All items that are not detected being used in production will be ignored when calculating final score.

Test-Prod ranking deviation for each item

To be expanded and add visualizations.

For items that are used in production but not tested, we automatically assign a deviation of -100%.

Now for the items that are both used and tested, they are sorted according to how many times they have been run in production and CI.

Then we take the percentile of their orders, calculate the difference in percentiles. If the test run percentile is less than the production run percentile, the item is said to have a negative test-prod deviation, that will be used to calculate item severity score.

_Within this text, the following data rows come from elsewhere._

PR #3758, opened 2023-09-22
SelectPanel2: Add default Header and Footer, Replace SelectPanel.Heading

siddharthkp:
Related context:
- https://github.com/github/primer/pull/2490
- https://github.com/github/primer/issues/2396

&nbsp;

#### Part 1/2: Add default Header and Footer when not provided

This minimal example would render the fallback header and footer:

```jsx
<SelectPanel title="Select labels" onSubmit={onSubmit}>
  <SelectPanel.Button>Assign label</SelectPanel.Button>
  
  <SelectPanel.ActionList>
    {labels.map(label => (
      <ActionList.Item
        onSelect={() => onSelect(label.id)}
        selected={selectedLabelIds.includes(label.id)}
      >
        {label.name}
      </ActionList.Item>
    ))}
  </SelectPanel.ActionList>
</SelectPanel>
```

Minimal SelectPanel still renders a Header and Footer

&nbsp;

#### Part 2/2: Heading element is mandatory and not customisable

Related context:
- https://github.com/github/primer/issues/2578 (It's not, it should always render h1)

```jsx
// before:
<SelectPanel>
  <SelectPanel.Header>
    <SelectPanel.Heading>Select labels</SelectPanel.Heading>
  </SelectPanel.Header>
   ...
</SelectPanel>


// after:
<SelectPanel title="Select labels">
   ...
</SelectPanel>
```

PR #3770, opened 2023-09-26
SelectPanel2: 3 tiny bug fixes

siddharthkp:
### Fix 1

In #3758, I forgot that we would need to add Suspense support to `useSlots` first before making footer optional. Default header is fine because it can't be wrapped in suspense, but footer totally can be.

Haven't tried to update useSlots yet, will explore later.

| Before | After |
|--------|--------|
| Select panel with two footers! | Select panel with one footer | 

### Fix 2 

The menu was not closing on it's own because I made a silly mistake. We will be able to catch these silly things once I write some tests 😅 

```diff
- if (props.open === 'undefined') setInternalOpen(false)
+ if (props.open === undefined) setInternalOpen(false)
```

### Fix 3

Added a warning to the ActionMenu story because it's implementation will most definitely change once we implement SelectPanel as a modal

SelectPanel story with a banner that says This implementation will most likely change. [See decision log for more details.](https://github.com/github/primer/discussions/2614#discussioncomment-6879407)


joshblack:
> we would need to add Suspense support to useSlots first before making footer optional

Just wanted to ask, is it possible for `useSlots` to be Suspense-compatible? I would have thought that `React.Children` and `Suspense` would be incompatible and was curious how this will work 👀

src/drafts/SelectPanel2/SelectPanel.tsx
```diff
@@ -55,13 +55,13 @@ const SelectPanel = props => {
...
   const onInternalClose = () => {
-    if (props.open === 'undefined') setInternalOpen(false)
+    if (props.open === undefined) setInternalOpen(false)
     if (typeof props.onCancel === 'function') props.onCancel()
   }
   // @ts-ignore todo
   const onInternalSubmit = event => {
     event.preventDefault()
-    if (props.open === 'undefined') setInternalOpen(false)
+    if (props.open === undefined) setInternalOpen(false)
```
broccolinisoup, line 64: I think you fixed it in the other PR, no? https://github.com/primer/react/pull/3770

src/drafts/SelectPanel2/SelectPanel.tsx
```diff
@@ -105,7 +105,7 @@ const SelectPanel = props => {
             {slots.header || <SelectPanel.Header />}
             {childrenInBody}
             {/* render default footer as fallback */}
-            {slots.footer || <SelectPanel.Footer />}
+            {slots.footer}
```
broccolinisoup, line 108: >I forgot that we would need to add Suspense support to useSlots first before making footer optional. 

This is probably my ignorance but what is the reason of wrapping the footer in Suspense? 🤔

src/drafts/SelectPanel2/SelectPanel.tsx
siddharthkp: This is that PR :)

src/drafts/SelectPanel2/SelectPanel.tsx
siddharthkp: If we need to fetch data before rendering the list, we'd like the footer to also be hidden until then:


https://github.com/primer/react/assets/1863771/8ce5704a-8162-439a-a105-4ee4c55ce89e

src/drafts/SelectPanel2/SelectPanel.tsx
broccolinisoup: >This is that PR :)
🙈

src/drafts/SelectPanel2/SelectPanel.tsx
broccolinisoup: Ahh that makes sense!!

broccolinisoup (approved):

PR #3773, opened 2023-09-26
Update snapshot tests because of changed avatar

siddharthkp:
I'm sorry, I changed my avatar and now a bunch of visual tests are failing 😭 

We should probably hard code the urls, this is a bit silly. But happy to just unblock for now.


siddharthkp:
@joshblack @broccolinisoup FYI!

joshblack (approved):

PR #3776, opened 2023-09-27
Update lockfiles

iansan5653:
Updates `package-lock.json` files so they aren't always changed when creating a new Codespace. Codespaces run `npm install` on create, so the lockfiles are out of date and I don't want to commit them while working on other things.


joshblack (approved):

joshblack:
@iansan5653 oh weird, totally see what you're saying 🤔

PR #3783, opened 2023-10-02
SelectPanel2: Instant selection variant

siddharthkp:
Context:
- https://github.com/github/primer/issues/2715
- https://github.com/github/primer/issues/2396

```jsx
<SelectPanel selectionVariant="instant">
  ...
</SelectPanel>
```

1.  renders ActionList with `selectionVariant=single`
2. does not render primary footer actions
3. Selecting an item calls `onSubmit` and closes the menu instantly

https://github.com/primer/react/assets/1863771/ad2477f3-9a31-43ad-acc2-434a65cd26e5


src/drafts/SelectPanel2/SelectPanel.tsx
```diff
@@ -244,7 +254,15 @@ const SelectPanelSearchInput = props => {
...
 
 const SelectPanelFooter = ({...props}) => {
-  const {onCancel} = React.useContext(SelectPanelContext)
+  const {onCancel, selectionVariant} = React.useContext(SelectPanelContext)
+
+  const hidePrimaryActions = selectionVariant === 'instant'
+
+  if (hidePrimaryActions && !props.children) {
+    // nothing to render
+    // todo: we can inform them the developer footer will render nothing
```
siddharthkp, line 263: not throwing validation errors yet. Will create a PR for all validations errors together

src/drafts/SelectPanel2/SelectPanel.tsx
```diff
@@ -256,23 +274,26 @@ const SelectPanelFooter = ({...props}) => {
...
+      {hidePrimaryActions ? null : (
+        <Box sx={{display: 'flex', gap: 2}}>
+          <Button size="small" type="button" onClick={() => onCancel()}>
+            Cancel
+          </Button>
+          <Button size="small" type="submit" variant="primary">
+            Save
+          </Button>
+        </Box>
+      )}
```
broccolinisoup, line 288: Totally optional - I usually find the syntax below more readable but feel free to ignore if it doesn't resonate with you 🤗 
```suggestion
      {!hidePrimaryActions && (
        <Box sx={{display: 'flex', gap: 2}}>
          <Button size="small" type="button" onClick={() => onCancel()}>
            Cancel
          </Button>
          <Button size="small" type="submit" variant="primary">
            Save
          </Button>
        </Box>
      )}
```

src/drafts/SelectPanel2/SelectPanel.tsx
```diff
@@ -127,7 +135,9 @@ const SelectPanel = props => {
                   container: 'SelectPanel',
                   listRole: 'listbox',
                   selectionAttribute: 'aria-selected',
-                  selectionVariant: props.selectionVariant || 'multiple',
+                  selectionVariant:
```
broccolinisoup, line 138: Can we do 

```jsx
selectionVariant: props.selectionVariant === 'instant' ? 'single' : props.selectionVariant,
```
since we have `multiple` as the default value specified above? 🤔

broccolinisoup (approved):
Looks good to me ⭐ Just left two comments/questions

src/drafts/SelectPanel2/SelectPanel.tsx
siddharthkp: Good tip! We definitely can

```suggestion
                  selectionVariant: props.selectionVariant === 'instant' ? 'single' : props.selectionVariant,
```

src/drafts/SelectPanel2/SelectPanel.tsx
siddharthkp: > but feel free to ignore if it doesn't resonate with you 🤗

Firstly, thank you! I appreciate that!

because I feel the opposite 😅  

I find double negatives like `don't hide = show` confusing. There's something really clean about `hide = return null`

broccolinisoup: 😅 Fair enough!!

pksjce (commented):
While I'm able to see the story for Instant selection variant, the other stories for `SelectPanel2` seem to be erroring out
Screenshot 2023-10-20 at 9 10 41 pm

src/drafts/SelectPanel2/SelectPanel.tsx
```diff
@@ -256,23 +273,26 @@ const SelectPanelFooter = ({...props}) => {
...
+      )}
     </Box>
   )
 }
 SelectPanel.Footer = SelectPanelFooter
 
 // @ts-ignore todo
 SelectPanel.SecondaryButton = props => {
-  return <Button {...props} size="small" type="button" />
+  return <Button {...props} size="small" type="button" block />
```
pksjce, line 295: Just wondering why this `Button` needs to be block type?

siddharthkp:
> While I'm able to see the story for Instant selection variant, the other stories for SelectPanel2 seem to be erroring out

Thanks @pksjce for catching that! Fixed now!

src/drafts/SelectPanel2/SelectPanel.tsx
siddharthkp: Good question! 

So, for most cases of SelectPanel you'd see a Save and Cancel button on the right, but then also an optional secondary button on the left:

select panel with save, cancel and a secondary action in the footer

But, in the case of instant variant, there is no Save and Cancel, so we'd like the secondary button to take the full width of the footer:

Without block:

select panel with just a secondary action in the footer, awkwardly sitting in the left corner

With block:

select panel with just a secondary action in the footer, taking the full width of the footer

Now because the footer has 2 divs inside of it - left container and right container, it's always safe for the secondary button to take full width (`block`) of the left container.

image

pksjce: I see! thanks for the explainer!

PR #8098, opened 2026-07-01
Reproduction for Tooltip conditional-wrap focus loss

siddharthkp:
Closes #

Adds two Storybook **dev** stories under `Components/TooltipV2/Dev` that reproduce a keyboard focus-loss accessibility bug and demonstrate two fixes.

The bug: conditionally wrapping a `Button` in a `Tooltip` (e.g. `cond ? <Tooltip><Button/></Tooltip> : <Button/>`) swaps the top-level element type at that slot. React reconciles by type per position, so toggling the condition unmounts and recreates the underlying `<button>`. If that button had keyboard focus when it was activated, focus drops to `<body>` after the state flip.

#### New

- `ConditionalTooltipWrap` dev story: reproduces the focus loss (Buggy) and shows two fixes side by side, with a live "current focus" indicator.
  - Fix A (stable tree): always render the `Tooltip` and only change its `text`, so the button is never remounted.
  - Fix B (restore focus): accept the remount and restore focus imperatively via a ref + `flushSync`. Documents that `Tooltip` overrides its child's ref via `cloneElement`, so the ref must go on the `Tooltip` in the wrapped branch.
- `CheckToActivate` dev story: reproduces the same swap driven by checking at least two checkboxes.

#### Changed

- None (dev stories only).

#### Removed

- None.

### Rollout strategy

Dev-only Storybook stories. No changes to the published `@primer/react` API, so no release is needed.

### Testing & Reviewing

1. Run Storybook and open `Components/TooltipV2/Dev`.
2. In `ConditionalTooltipWrap`, keyboard-focus the first "Save" button and press Enter. Watch the "Current focus" readout drop to `body` in the Buggy row, while Fix A and Fix B keep focus on the button.
3. In `CheckToActivate`, check two items to flip the button from inactive to active and observe the same focus behavior.

### Merge checklist

- [ ] Added/updated tests
- [x] Tested in Chrome
- [ ] Tested in Firefox
- [ ] Tested in Safari
- [ ] Tested in Edge


siddharthkp:
This bug still exists, so let's keep the issue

Discrepancy of hit percentiles between test and production environments

Only items that are not tested or have a negative deviation will be penalized.

Final Scorings

To be expanded.

  • Item Severity scoring = Usage-weight ✖ Deviation
  • General Category & Project Scoring = ∑(Usage-weight ✖ Severity)/∑(Usage-weight)

The scores have a range of 0-1000. Using percentage doesn't make much sense in our context, and we want to emphasize this score is not to be treated the same way as legacy test coverage percentages.